Wir können über die Coronakrise nicht mit Abstand nachdenken, anders als erhofft stehen wir ihr auch heute noch nicht gegenüber, sondern bleiben ihr ausgesetzt. Uns fehlt der feste Standort, von dem aus wir bereits nachträglich ein gültiges Fazit ziehen könnten. Wir wissen nicht, ob wir in dem Augenblick, wo wir uns gedanklich über die Infektion erheben, von ihr schon ergriffen worden sind. Daher müssen alle Versuche, die Pandemie und ihre Effekte zu verstehen, vorläufig und revisionsoffen bleiben. ...

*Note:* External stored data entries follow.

PR #6396, opened 2021-05-24
Add Support for Hiding Interval Picker if Stripe and Paypal isn't Configured

SudharakaP:
Resolve https://github.com/opencollective/opencollective/issues/4072

**Screen-cast**

https://user-images.githubusercontent.com/12435965/119406066-11d22380-bc97-11eb-967f-91abc573937f.mp4


components/contribution-flow/ContributionBlocker.js
```diff
@@ -85,6 +90,36 @@ export const getContributionBlocker = (loggedInUser, account, tier, shouldHaveTi
     return { reason: CONTRIBUTION_BLOCKER.TIER_EXPIRED, type: 'warning', showOtherWaysToContribute: true };
   } else if (account.settings.disableCustomContributions && !tier) {
     return { reason: CONTRIBUTION_BLOCKER.NO_CUSTOM_CONTRIBUTION, type: 'warning', showOtherWaysToContribute: true };
+  } else if (
+    tier &&
+    tier.interval !== null &&
+    !account.host.supportedPaymentMethods.some(paymentMethod => paymentMethods.includes(paymentMethod))
```
Betree, line 96: Nice catch, returning a contribution blocker in this case is a good idea :+1:

components/contribution-flow/ContributionBlocker.js
```diff
@@ -85,6 +90,36 @@ export const getContributionBlocker = (loggedInUser, account, tier, shouldHaveTi
...
+    return {
+      reason: CONTRIBUTION_BLOCKER.NO_PAYMENT_PROVIDER,
+      type: 'warning',
+      showOtherWaysToContribute: true,
+      content: (
+        <React.Fragment>
+          <strong>
+            <FormattedMessage
+              id="ContributionFlow.noStripeOrPaypalConfigured"
+              defaultMessage="No payment provider available for accepting recurring contributions. Your host admin need to configure Stripe or PayPal."
```
Betree, line 107: This is not a suitable message to display to users: contributors will see that too, it's not only for host admins. I would suggest using the same message as the previous check (`!account.host.supportedPaymentMethods?.length`). It could be nice to abstract all that in something like `hasPaymentMethodsAvailable` to simplify the if/else if.

components/contribution-flow/StepDetails.js
```diff
@@ -48,34 +49,37 @@ const StepDetails = ({ onChange, data, collective, tier, showFeesOnTop, router }
   const currency = tier?.amount.currency || collective.currency;
   const selectedInterval = data?.interval !== INTERVALS.flexible ? data?.interval : null;
 
+  const paymentMethods = [GQLV2_PAYMENT_METHOD_TYPES.CREDIT_CARD, GQLV2_PAYMENT_METHOD_TYPES.PAYPAL];
```
Betree, line 52: Same here for variable name. Since we're using this in multiple places, having a common variable in `lib/constants/payment-methods.js` would also make sense.

components/contribution-flow/ContributionBlocker.js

Die Coronakrise ist keine Krise des Individuums, sie erreicht die ganze Gesellschaft, verändert die Basis, auf der sich Analytiker und Patientin begegnen. Die gesundheitlichen und ökonomischen Folgen sind gewiss, aber schwer abschätzbar. Wohin die Pandemie sich entwickelt, bleibt unabsehbar, und die Wissenschaft tastet weiterhin im Dunklen, auch wenn Virologen zu Popstars der Krise geworden sind. Die Bedrohungen tauchen nicht plötzlich auf, um zu verschwinden, nein, sie bleiben, aber sie bleiben auch ungreifbar. Gerade deshalb ist die Coronakrise unheimlich. ...

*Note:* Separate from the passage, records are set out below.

PR #6407, opened 2021-05-26
Offset static images loading to Vercel

Betree:
See https://opencollective.slack.com/archives/C0RMV6F8C/p1622022091039500 for context

Also setup https://vercel.opencollective.com/ to host production deployment.

image


components/Image.js
```diff
@@ -0,0 +1,25 @@
...
+import NextImage from './Image';
+
+// Default to no custom loader, will use Squoosh in dev
+let loader;
+
+// Overrides default loader from https://github.com/vercel/next.js/blob/218c6114c9f5ed5c6d65840037673c841f44536b/packages/next/client/image.tsx#L591
+// to load images from a custom domain if provided
+if (process.env.STATIC_IMAGES_DOMAIN) {
+  loader = ({ src, width, quality }) => {
+    return `${process.env.STATIC_IMAGES_DOMAIN}/?url=${encodeURIComponent(src)}&w=${width}&q=${quality || 75}`;
```
znarf, line 12: Is `_next/image` already somewhere? If not i would harcode it so  `NEXT_IMAGES_URL` / `STATIC_IMAGES_DOMAIN}` doesn't need to contain it.

```suggestion
    return `${process.env.STATIC_IMAGES_DOMAIN}/_next/image?url=${encodeURIComponent(src)}&w=${width}&q=${quality || 75}`;
```

SudharakaP (approved):

PR #6417, opened 2021-05-27
Wise Batch and OTT

kewitz:
Resolve https://github.com/opencollective/opencollective/issues/4292
Resolve https://github.com/opencollective/opencollective/issues/4307

Requires https://github.com/opencollective/opencollective-api/pull/6089


components/host-dashboard/HostDashboardExpenses.js
```diff
@@ -220,6 +223,31 @@ const HostDashboardExpenses = ({ hostSlug }) => {
...
+                buttonStyle="successSecondary"
+                mr={1}
+                onClick={() => {
+                  router.push({
+                    pathname: `/${hostSlug}/dashboard/expenses`,
+                    query: getQueryParams({ status: 'SCHEDULED_FOR_PAYMENT', payout: 'BANK_ACCOUNT', offset: null }),
+                  });
+                }}
+              >
+                List Expenses
```
Betree, line 245: I18n

If you're using VSCode, this tip helps to quickly add `FormattedMessage`s in the code: https://github.com/opencollective/opencollective/blob/main/team/Benjamin.md#snippet-to-quickly-generate-formattedmessage

components/host-dashboard/ScheduledExpensesBanner.js
```diff
@@ -0,0 +1,136 @@
...
+  const hasScheduledExpenses = scheduledExpenses.data?.expenses?.totalCount > 0;
+  if (!hasScheduledExpenses) {
+    return null;
+  }
+
+  const request = create({ mode: process.env.WISE_ENVIRONMENT === 'production' ? Mode.PRODUCTION : Mode.SANDBOX });
+  const handlePayBatch = async () => {
+    const expenseIds = scheduledExpenses.data.expenses.nodes.map(e => e.id);
+    try {
+      await request(`${process.env.WEBSITE_URL}/api/services/transferwise/pay-batch`, {
```
Betree, line 57: Why not using the GraphQL API here?

components/host-dashboard/ScheduledExpensesBanner.js
```diff
@@ -0,0 +1,136 @@
...
+    $payoutMethodType: PayoutMethodType
+  ) {
+    expenses(host: { id: $hostId }, limit: $limit, status: $status, payoutMethodType: $payoutMethodType) {
+      totalCount
+      offset
+      limit
+      nodes {
+        ...ExpensesListFieldsFragment
+        ...ExpensesListAdminFieldsFragment
+      }
```
Betree, line 32: It looks like we're only using `totalCount` and `expense.id` in this component, maybe we can reduce the number of fields retrieved in this query?

components/host-dashboard/ScheduledExpensesBanner.js
```diff
@@ -0,0 +1,136 @@
...
+        header={<FormattedMessage id="expenses.scheduled.confirmation.title" defaultMessage="Pay Expenses Batch" />}
+        body={
+          <FormattedMessage
+            id="expenses.scheduled.confirmation.body"
+            defaultMessage="Are you sure you want to batch and pay {count, plural, one {# expense} other {# expenses}} scheduled for payment?"
+            values={{ count: scheduledExpenses.data.expenses.totalCount }}
+          />
+        }
+        onClose={() => setConfirmationModalDisplay(false)}
+        cancelLabel={<FormattedMessage id="actions.cancel" defaultMessage="Cancel" />}
```
Betree, line 113: :ice_cream: This one is already the default

```suggestion
```

components/host-dashboard/ScheduledExpensesBanner.js
```diff
@@ -0,0 +1,136 @@
...
+        cancelHandler={() => setConfirmationModalDisplay(false)}
```
Betree, line 114: :ice_cream: This one defaults to `onClose`. We should simplify the props for this component at some point.

```suggestion
```

env.js
```diff
@@ -28,6 +28,7 @@ const defaults = {
   OC_APPLICATION: 'frontend',
   OC_ENV: process.env.NODE_ENV || 'development',
   OC_SECRET: crypto.randomBytes(16).toString('hex'),
+  WISE_ENVIRONMENT: process.env.NODE_ENV === 'production' ? 'production' : 'sandbox',
```
Betree, line 31: I think we rather want to use `OC_ENV`, esp. to differentiate between prod and staging

```suggestion
  WISE_ENVIRONMENT: process.env.OC_ENV === 'production' ? 'production' : 'sandbox',
```

components/host-dashboard/ScheduledExpensesBanner.js
kewitz: This is already Wise's library in play.

Betree: I'm not sure to fully understand the design here. Do you mean that `/api/services/transferwise/pay-batch` is expected to be called by both the Frontend and Transferwise's webhook?

kewitz: Sorry about my half-ass explanation, @Betree . 🤭
The Wise request lib is responsible for requesting our backend (using REST endpoint) and, if necessary present Wise's OTP frame and re-try the request with the necessary token information.
The necessary condition here is:
1. frontend lib requests our endpoint
2. our endpoint requests Wise
3. Wise requests OTP (returns 403 with an OTT Header
4. our endpoint proxies this error back to the frontend library
5. library does its thingy and request again our endpoint library with an OTT token
6. our endpoint requests Wise with the OTT token
7. Wise funds the transfer. 🎉

Betree: I see, thanks for clarifying! It does make sense to have this as a REST endpoint then. It could be useful to write these details somewhere, but I'm not sure where.

PR #6455, opened 2021-06-06
Storybook: add `StyledTooltip` example

snitin315:
Refers https://github.com/opencollective/opencollective/issues/4313

# Description

add `StyledTooltip` example.


Betree (approved):
Nice! @snitin315 feel free to delete the original examples from legacy-styleguidist once they're converted

PR #6456, opened 2021-06-07
Disable all animations on E2E

Betree:
An attempt at solving a very frequent false positive on E2E tests that looks like `03-expenses-page.test.js`:

>   Too many elements found. Found '15', expected '10'.
>       + expected - actual
> 
>       -15
>       +10

My guess with this PR is that the root cause comes from `ReactFlipMove`, because the animation it triggers does not remove the items from the DOM instantly - which can affect the test if it checks too fast.

### DIFF
--- a/components/GlobalToasts.js
+++ b/components/GlobalToasts.js
@@ -2,6 +2,8 @@ import React, { PureComponent } from 'react';
 import PropTypes from 'prop-types';
 import FlipMove from 'react-flip-move';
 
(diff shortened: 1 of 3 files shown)


Betree:
That did not solve the issue :cry:

Betree:
The problem **was** in fact caused by the animation (I was able to reproduce locally). I only checked `e2e` env, but we should really check `ci`. Just pushed a new candidate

Wenn wir das therapeutische Sprechen in existenziellen Bedrohungen wahren wollen, so sind wir mit der entscheidenden Frage konfrontiert, wie zu sprechen ist, wie Worte zu finden sind, angesichts des „Abgrunds des Schweigens“ (Merleau-Ponty), der sich auftut in der Krise: Es ist schwer auszuhalten, dass die Zukunft unabsehbar ist, dass es keine symbolischen Eltern gibt, die die Wirklichkeit auslegen, die den Überblick wahren und der begrenzten Angst weitsichtig beruhigend entgegentreten könnten. Es fehlen die Worte, um die Erfahrung auf den Begriff zu bringen und dadurch zu entschärfen. Aber der Abgrund des Schweigens generiert, er konstituiert geradezu das Sprechen, nicht nur hier, aber auch hier – ein Abgrund, der eine produktive, konstruktive, vorwärts gerichtete Seite hat. … Auch wenn die vielfältigen Schockerfahrungen noch nicht ausgelegt, gedeutet und narrativ eingeordnet werden können, so ist nicht die Wortlosigkeit die Gefahr, sondern ihr Übergehen.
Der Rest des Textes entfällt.